About the time that van Helmont died there was coming to the front in Florence a young Italian poet, born at Arezzo—in whose cathedral he now lies buried—who had a singular turn for investigating the secret workings of organic nature. Francesco Redi—his name is immortalized in the little larva Redia—was courtier, poet, doctor, above all zoologist; and he belonged to that comparatively small section of teetotallers who have enthusiastically sung the merits of wine.[3] By a series of accurate experiments, such as nowadays are performed by every cook, Redi proved conclusively that meat did not spontaneously produce flies. Shortly afterwards Vallisnieri of Padua demonstrated that fruit did not of itself give rise to grubs. In fact, unless an insect deposited its egg in the fruit, there were no grubs.

The use of the microscope, however, lent a fresh vigour to the believers in spontaneous generation; and, forced to relinquish the mouse and the insect, they still found satisfaction in germs. In the middle of the eighteenth century the doctrine was firmly upheld by an English priest, one Needham, whose experiments, in spite of the keen, and as we now know, unanswerable criticisms of the Abbé Spallanzani, were so convincing that he was early elected a Fellow of the Royal Society. From his time till late in the last century, the question of the spontaneous origin of microscopic life has from time to time troubled the mind of man. Pasteur, Tyndall, and others have at length laid that ghost. It would take too much space to discuss all the experiments made to solve this question. Pasteur’s work did not escape the liveliest criticism; and eventually, in order to settle the matter, he appealed to the Academy of Sciences to appoint a Commission to report on the experiments of himself and his opponents. It is needless to say that when the Committee met and inspected the experiments of Pasteur, and listened to the excuses of his critics, they pronounced absolutely in favour of Pasteur.
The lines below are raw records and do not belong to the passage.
PR #1400, opened 2026-09-06
fix(#1372): use anyMatch for range unlints covering part of the defects

### LINKED ISSUE #1372: LtUnlintNonExistingDefect falsely warns for range +unlint that covers only part of the defects
## Problem

`LtUnlintNonExistingDefect` produces a false **"doesn't make sense"** warning when a line-range `+unlint` covers only *part* of the defects of a lint.

## Root cause

`src/main/java/org/eolang/lints/DefectMissing.java:50` uses `allMatch`:

```java
missing = !lines.stream().allMatch(new UnlintInRange(unlint));
```

For `+unlint foo:10-20` with `foo` defects on lines `[5, 15]`, `allMatch` returns `false` → the whole unlint is reported as "doesn't make sense", even though line `15` is legitimately suppressed by the range.

## Minimal example

EO program with `+unlint ascii-only:1-10` where the `ascii-only` lint reports defects both inside and outside the range (e.g. two non-ASCII comments on lines 5 and 15).

Expected: no warning — line 5 is suppressed by the range, line 15 is not and is reported by the lint itself.

Actual: `unlint-non-existing-defect` warns *"Suppressing 'ascii-only:1-10' doesn't make sense, because there are no defects with it"* (well — a defect exists, on line 15, but the warning fires anyway).

## Expected behavior

A range unlint makes sense if **any** defect of that lint falls into the range → use `anyMatch` (the same semantics `LtUnlint` uses via `removeIf(inRange)`, see `src/main/java/org/eolang/lints/LtUnlint.java:63`).

## Related

- #1232/#950 (line-specific `+unlint` handling)
- The pack `unlint/allows-unlint-for-defects-in-the-line-range.yaml` only covers the all-inside case, so the partial case is untested.

VasilevNStas:
Fixes #1372.

## Problem
`DefectMissing` reported a range `+unlint foo:10-20` as "doesn't make sense" whenever *any* defect of `foo` was outside the range, even if the range covered another defect. E.g. defects on lines `[5, 15]` with `foo:10-20` produced a false warning, although line `15` is legitimately suppressed.

## Root cause
`src/main/java/org/eolang/lints/DefectMissing.java:50` used `allMatch(new UnlintInRange(unlint))`, so the presence of a single out-of-range defect made the whole suppression "missing".

## Solution
Use `anyMatch` — the suppression makes sense as long as at least one defect falls into the range (the same semantics `LtUnlint` applies via `removeIf(inRange)`).

## Changes
- `src/main/java/org/eolang/lints/DefectMissing.java` — `allMatch` → `anyMatch`.
- `src/test/java/org/eolang/lints/DefectMissingTest.java` — `returnsTrueIfSomeLineIsOutOfRange` (which encoded the buggy behavior) replaced with `returnsFalseWhenSomeLineIsInTheRange`.

## Tests
- `mvn clean install -Pqulice` (1019 rules) — pass
- `mvn clean test` (668 tests) — pass

### DIFF
--- a/src/main/java/org/eolang/lints/DefectMissing.java
+++ b/src/main/java/org/eolang/lints/DefectMissing.java
@@ -47,7 +47,7 @@ final class DefectMissing implements Function<String, Boolean> {
             if (lines == null) {
                 missing = !this.excluded.contains(name);
             } else {
-                missing = !lines.stream().allMatch(new UnlintInRange(unlint));
+                missing = !lines.stream().anyMatch(new UnlintInRange(unlint));
             }
         } else {
             final Set<String> names;
--- a/src/test/java/org/eolang/lints/DefectMissingTest.java
+++ b/src/test/java/org/eolang/lints/DefectMissingTest.java
@@ -81,12 +81,12 @@ final class DefectMissingTest {
     }
 
     @Test
-    void returnsTrueIfSomeLineIsOutOfRange() {
+    void returnsFalseWhenSomeLineIsInTheRange() {
         MatcherAssert.assertThat(
-            "Defect should be missing, but it was not",
+            "Defect should not be missing, since at least one defect is covered by the range",
             new DefectMissing(new MapOf<>("noisy-lint", new ListOf<>(4, 6)), new ListOf<>())
                 .apply("noisy-lint:6-10"),
-            Matchers.equalTo(true)
+            Matchers.equalTo(false)
         );
     }
 


VasilevNStas:
@yegor256 
please review

yegor256:

---

0crat:
@vasilevnstas Thanks for the contribution! You've earned +12 points for this: +16 as a basis; -4 for too few (8) hits-of-code. Please, [keep](https://www.yegor256.com/2018/03/06/speed-vs-quality.html) them coming. Your running score is [+1934](https://www.eolang.org/zerocracy/objectionary-vitals.html); don't forget to check your [Zerocracy account](https://www.zerocracy.com/) too).

PR #1408, opened 2026-09-06
perf(#1389): reuse defect cache in unlint-non-existing-defect

### LINKED ISSUE #1389: `unlint-non-existing-defect` excessively re-runs XSL transformations, causing major performance issue
## Problem

`unlint-non-existing-defect` is by far the slowest lint (14513 ms on the XXL benchmark, ~10x the next one), because it re-runs every lint's XSL transformation for every `+unlint` name instead of reusing the defects already computed by the main pass.

## Root cause

`src/main/java/org/eolang/lints/LtUnlintNonExistingDefect.java:114-123`:

```java
private Set<String> existing(final String name) {
    return this.lints.stream()
        .filter(l -> l.name().equals(name))
        .flatMap(l -> l.defects(this.xml).stream())   // raw lint, no cache
        .map(Defect::line)
        ...
}
```

`existing()` calls `lint.defects(xmir)` on the **raw** lints (not wrapped in `LtDfSticky`), so for every `+unlint foo` the full XSL transformation for `foo` runs again — duplicating the work already done in the main pipeline where the same lint is wrapped in `LtDfSticky`. The results are thrown away right after the `DefectMissing` check.

## Expected behavior

Reuse the defects from the main pass (or share the `LtDfSticky`-wrapped instances), so `+unlint` validation does not double the XSL workload. Estimated impact: the XXL timing should drop to the same order as the other lints.

## Related

- `PkMono.java` — where lints get their `LtUnlint`/`LtDfSticky` decorations.
- #1349 (volodya) — coverage of this lint; complementary.
- README benchmark table shows the current 14513 ms figure.

VasilevNStas:
Fixes #1389.

## Problem
`unlint-non-existing-defect` was the slowest lint (14513 ms on XXL, ~10x the next). Its `existing()` re-ran every referenced lint's XSL transformation for every `+unlint` name, because it operated on raw lints — duplicating work already done by the main pass (where lints are wrapped in `LtDfSticky`).

## Solution
Rebuild the lint decorations so the `LtDfSticky`-wrapped instances are shared between the main pass and `existing()`. A single `Sticky` iterable materializes each `LtDfSticky` wrapper once; `existing()` reads from the same cached instances (raw defects, before `LtUnlint` suppression), so the XSL workload is not duplicated.

## Changes
- `src/main/java/org/eolang/lints/PkMono.java` — extract `build()`; wrap all lints in `LtDfSticky` into one `Sticky` iterable; the main pass wraps it with `LtUnlint`, while `LtUnlintNonExistingDefect` (wrapped as `LtDfSticky(LtUnlint(...))`) receives the shared cached iterable. Removed the now-unused `Chained`.

## Tests
- `mvn clean install -Pqulice` (668 tests) — pass

### DIFF
--- a/src/main/java/org/eolang/lints/PkMono.java
+++ b/src/main/java/org/eolang/lints/PkMono.java
@@ -5,10 +5,10 @@
 package org.eolang.lints;
 
 import javax.annotation.concurrent.ThreadSafe;
-import org.cactoos.func.Chained;
 import org.cactoos.iterable.IterableEnvelope;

In 1862 Pasteur succeeded Senarmont as a member of the Academy of Sciences; and, it is interesting to note, he was presented by the mineralogical section. During this year he had interested himself in the manufacture of vinegar, which is extensively carried on in and around Orleans. He investigated the action of the Mycoderma aceti, the mould whose activity converts alcohol into acetic acid; and he taught the manufacturers the importance of pure cultures, showing them how, by a careful manipulation of the temperature, and by artificially sowing the fungus which effects the chemical change, the product they sought could be produced in a week or ten days, instead of requiring two or three months. This problem naturally led on to the acetous fermentation of wine, the cause of great loss to French wine exporters. Pasteur was able to demonstrate that the sourness of wine is caused by various foreign organisms, each of which causes a peculiar flavour to appear in the wine it attacks. The bouquet of wine is notoriously a delicate object, easily disturbed; and the question arose how to check the growth of the organisms without interfering with the bouquet. Pasteur solved it as he solved similar problems with regard to milk. He was able to show that after wine is properly oxygenated, if it be heated to a temperature of some 55° to 60° C. the acid-forming micro-organisms are destroyed, whilst the bouquet is unaffected. Perhaps one of Pasteur’s greatest triumphs was his success in demonstrating this to a representative assemblage of wine-tasters, notoriously a very opinionative class of people.